Segment Start: Dataset records

PR #1779, opened 2021-05-03
Feature/1722 binary tests

dk1844:
_Test improvements:_

There were many tests whose results were defined in a show-like manner (effectively reading the result of `dataframe.show()`). This works, but is disadvantageous for a couple of reasons:
 - nuances like correct datatypes (strings vs same-valued toString representation) are hard to cover (this also applies to differentiating "null" (string) vs null value serialized in the same fashion)
 - for future use, there are problems with forward-compatibility, because for spark 3.0 vs spark 3.1, there are some changes in the show-representations (`[content, of, struct-object], [content, of array]` -> `{content, of, struct-object}, [content, of array]`).

Replacing the show-based expected data with in-code defined aims to alleviate both of the situations outlined above.

_Use hermes to compare dataframes instead of mrpower's dataset compared when id generation is fixed? ->_  separate issue: https://github.com/AbsaOSS/enceladus/issues/1782

### Test-merge
I have also test merged this PR with the currently in progress spark 3.1 #1755 and it is confirmed to be working - effectively substituting a good portion of the 3.1-related changes. (However, there are be some manual merging efforts).


Zejnilovic:
> TODO: use hermes to compare dataframes instead of mrpower's dataset compared?

From what I read, I would like to note that mrpower's dataset compared uses `collect` and then `sameElements` methods to compare the data and thus need to have the data always read in the same order. Same for the larger comparison, but just different methods are used.

Also, I do not see him pinpointing the difference. Rather printing everything out.

I have not compared the speeds of each of them. There, his approach might be faster.

Don' forget I am biased...

dk1844:
> > TODO: use hermes to compare dataframes instead of mrpower's dataset compared?
> 
> From what I read, I would like to note that mrpower's dataset compared uses `collect` and then `sameElements` methods to compare the data and thus need to have the data always read in the same order. Same for the larger comparison, but just different methods are used.

That's entirely possible.

> 
> Also, I do not see him pinpointing the difference. Rather printing everything out.

The difference is shown in color (gray - same, red - different data)

> 
> I have not compared the speeds of each of them. There, his approach might be faster.

For the size of the test DF's, it should not matter much.

> Don' forget I am biased...

That's entirely possible.

spark-jobs/src/test/scala/za/co/absa/enceladus/standardization/StandardizationParquetSuite.scala
```diff
@@ -363,41 +327,42 @@ class StandardizationParquetSuite extends FixtureAnyFunSuite with SparkTestBase
...
     val schema = StructType(seq)
     // stableHashId will always yield the same ids
-    val destDF = StandardizationInterpreter.standardize(sourceDF, schema, cmd.rawFormat, recordIdGenerationStrategy = IdType.StableHashId)
+    val actualDf = StandardizationInterpreter.standardize(sourceDF, schema, cmd.rawFormat, recordIdGenerationStrategy = IdType.StableHashId)
+
+    val expectedData = Seq(
+      Row(1L, Array("A", "B"), Row(false), Array(), 1950798873),
+      Row(2L, Array("C"), Row(true), Array(), -988631025)
+    )
+    val expectedDF = expectedData.toDfWithSchema(actualDf.schema) // checking the just data, not the schema here
```
benedeki, line 336:
```suggestion
    val expectedDF = expectedData.toDfWithSchema(actualDf.schema) // checking just the data, not the schema here
```
I think it's copy pasted on multiple places.

utils/src/main/scala/za/co/absa/enceladus/utils/testUtils/DataFrameTestUtils.scala
```diff
@@ -0,0 +1,28 @@
...
+
+package za.co.absa.enceladus.utils.testUtils
+
+import org.apache.spark.sql.types.StructType
+import org.apache.spark.sql.{DataFrame, Row, SparkSession}
+
+object DataFrameTestUtils {
+
+  implicit class RowSeqToDf(val data: Seq[Row]) extends AnyVal {
+    def toDfWithSchema(schema: StructType)(implicit spark: SparkSession): DataFrame = {
```
benedeki, line 24: Nice 👍

dk1844: Thanks.

spark-jobs/src/test/scala/za/co/absa/enceladus/standardization/StandardizationParquetSuite.scala
dk1844: Yes it is. Thanks for finding this, I was already blind to it. Fixed.

dk1844:
I have assigned the label _no testing needed_ as this PR only concerns tests that get run on Jenkins anyway.

Zejnilovic (approved):

AdrianOlosutean (approved):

Segment End: Dataset records

Task description: All of the entries above must be quoted exactly.

Answer area:
PR #1779, opened 2021-05-03
Feature/1722 binary tests

dk1844:
_Test improvements:_

There were many tests whose results were defined in a show-like manner (effectively reading the result of `dataframe.show()`). This works, but is disadvantageous for a couple of reasons:
 - nuances like correct datatypes (strings vs same-valued toString representation) are hard to cover (this also applies to differentiating "null" (string) vs null value serialized in the same fashion)
 - for future use, there are problems with forward-compatibility, because for spark 3.0 vs spark 3.1, there are some changes in the show-representations (`[content, of, struct-object], [content, of array]` -> `{content, of, struct-object}, [content, of array]`).

Replacing the show-based expected data with in-code defined aims to alleviate both of the situations outlined above.

_Use hermes to compare dataframes instead of mrpower's dataset compared when id generation is fixed? ->_  separate issue: https://github.com/AbsaOSS/enceladus/issues/1782

### Test-merge
I have also test merged this PR with the currently in progress spark 3.1 #1755 and it is confirmed to be working - effectively substituting a good portion of the 3.1-related changes. (However, there are be some manual merging efforts).


Zejnilovic:
> TODO: use hermes to compare dataframes instead of mrpower's dataset compared?

From what I read, I would like to note that mrpower's dataset compared uses `collect` and then `sameElements` methods to compare the data and thus need to have the data always read in the same order. Same for the larger comparison, but just different methods are used.

Also, I do not see him pinpointing the difference. Rather printing everything out.

I have not compared the speeds of each of them. There, his approach might be faster.

Don' forget I am biased...

dk1844:
> > TODO: use hermes to compare dataframes instead of mrpower's dataset compared?
> 
> From what I read, I would like to note that mrpower's dataset compared uses `collect` and then `sameElements` methods to compare the data and thus need to have the data always read in the same order. Same for the larger comparison, but just different methods are used.

That's entirely possible.

> 
> Also, I do not see him pinpointing the difference. Rather printing everything out.

The difference is shown in color (gray - same, red - different data)

> 
> I have not compared the speeds of each of them. There, his approach might be faster.

For the size of the test DF's, it should not matter much.

> Don' forget I am biased...

That's entirely possible.

spark-jobs/src/test/scala/za/co/absa/enceladus/standardization/StandardizationParquetSuite.scala
```diff
@@ -363,41 +327,42 @@ class StandardizationParquetSuite extends FixtureAnyFunSuite with SparkTestBase
...
     val schema = StructType(seq)
     // stableHashId will always yield the same ids
-    val destDF = StandardizationInterpreter.standardize(sourceDF, schema, cmd.rawFormat, recordIdGenerationStrategy = IdType.StableHashId)
+    val actualDf = StandardizationInterpreter.standardize(sourceDF, schema, cmd.rawFormat, recordIdGenerationStrategy = IdType.StableHashId)
+
+    val expectedData = Seq(
+      Row(1L, Array("A", "B"), Row(false), Array(), 1950798873),
+      Row(2L, Array("C"), Row(true), Array(), -988631025)
+    )
+    val expectedDF = expectedData.toDfWithSchema(actualDf.schema) // checking the just data, not the schema here
```
benedeki, line 336:
```suggestion
    val expectedDF = expectedData.toDfWithSchema(actualDf.schema) // checking just the data, not the schema here
```
I think it's copy pasted on multiple places.

utils/src/main/scala/za/co/absa/enceladus/utils/testUtils/DataFrameTestUtils.scala
```diff
@@ -0,0 +1,28 @@
...
+
+package za.co.absa.enceladus.utils.testUtils
+
+import org.apache.spark.sql.types.StructType
+import org.apache.spark.sql.{DataFrame, Row, SparkSession}
+
+object DataFrameTestUtils {
+
+  implicit class RowSeqToDf(val data: Seq[Row]) extends AnyVal {
+    def toDfWithSchema(schema: StructType)(implicit spark: SparkSession): DataFrame = {
```
benedeki, line 24: Nice 👍

dk1844: Thanks.

spark-jobs/src/test/scala/za/co/absa/enceladus/standardization/StandardizationParquetSuite.scala
dk1844: Yes it is. Thanks for finding this, I was already blind to it. Fixed.

dk1844:
I have assigned the label _no testing needed_ as this PR only concerns tests that get run on Jenkins anyway.

Zejnilovic (approved):

AdrianOlosutean (approved):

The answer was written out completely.